ABOUT THIS TASK ->
Starting at the line that contains "OK, I didn't", repeat each line exactly until the records end, keeping both the first and the last.

---------- DATA EXTRACT

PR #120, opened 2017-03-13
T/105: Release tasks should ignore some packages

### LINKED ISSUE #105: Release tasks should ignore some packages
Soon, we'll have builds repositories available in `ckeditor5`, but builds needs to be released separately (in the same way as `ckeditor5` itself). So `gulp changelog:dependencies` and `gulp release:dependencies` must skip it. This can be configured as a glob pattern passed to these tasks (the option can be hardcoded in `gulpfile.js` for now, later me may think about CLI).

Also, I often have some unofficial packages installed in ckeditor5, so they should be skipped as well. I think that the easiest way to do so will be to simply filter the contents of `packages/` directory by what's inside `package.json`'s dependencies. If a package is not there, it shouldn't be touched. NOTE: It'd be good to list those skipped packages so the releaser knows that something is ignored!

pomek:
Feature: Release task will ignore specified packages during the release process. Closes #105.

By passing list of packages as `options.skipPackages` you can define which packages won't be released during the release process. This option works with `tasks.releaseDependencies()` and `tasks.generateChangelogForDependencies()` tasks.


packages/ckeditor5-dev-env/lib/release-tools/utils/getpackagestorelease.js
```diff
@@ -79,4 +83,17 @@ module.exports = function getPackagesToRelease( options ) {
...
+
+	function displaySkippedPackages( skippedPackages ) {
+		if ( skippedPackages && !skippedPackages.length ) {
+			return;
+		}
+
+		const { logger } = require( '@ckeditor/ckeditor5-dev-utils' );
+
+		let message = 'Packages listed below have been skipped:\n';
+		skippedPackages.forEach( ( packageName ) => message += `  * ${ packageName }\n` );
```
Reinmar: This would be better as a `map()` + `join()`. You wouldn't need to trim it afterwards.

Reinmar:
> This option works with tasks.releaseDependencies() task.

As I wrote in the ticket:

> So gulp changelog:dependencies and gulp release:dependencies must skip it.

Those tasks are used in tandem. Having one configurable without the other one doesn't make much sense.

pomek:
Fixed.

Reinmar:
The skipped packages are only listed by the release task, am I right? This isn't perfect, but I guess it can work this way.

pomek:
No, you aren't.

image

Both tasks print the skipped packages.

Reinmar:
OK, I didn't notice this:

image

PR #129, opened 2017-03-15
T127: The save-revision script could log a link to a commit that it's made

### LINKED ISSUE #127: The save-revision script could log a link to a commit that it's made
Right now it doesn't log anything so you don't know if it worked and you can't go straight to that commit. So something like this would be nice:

--------------------

FINISHED EXERCISE ->
OK, I didn't notice this:

image

PR #129, opened 2017-03-15
T127: The save-revision script could log a link to a commit that it's made

### LINKED ISSUE #127: The save-revision script could log a link to a commit that it's made
Right now it doesn't log anything so you don't know if it worked and you can't go straight to that commit. So something like this would be nice:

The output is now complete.